▸ **Aim of the task**:
Transcribe the data that follows precisely, omitting nothing.

▸ **Provided data**:
PR #649, opened 2025-12-08
Strip line endings from LUTs in text format

Tom-TBT:
If a LUT is uploaded to a server in Windows CRLF style, the `load_lut_to_rgb` fails to read the LUT value (so the luts.json or luts.png can't be generated on the fly).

▸ **Reply**:
PR #649, opened 2025-12-08
Strip line endings from LUTs in text format

Tom-TBT:
If a LUT is uploaded to a server in Windows CRLF style, the `load_lut_to_rgb` fails to read the LUT value (so the luts.json or luts.png can't be generated on the fly).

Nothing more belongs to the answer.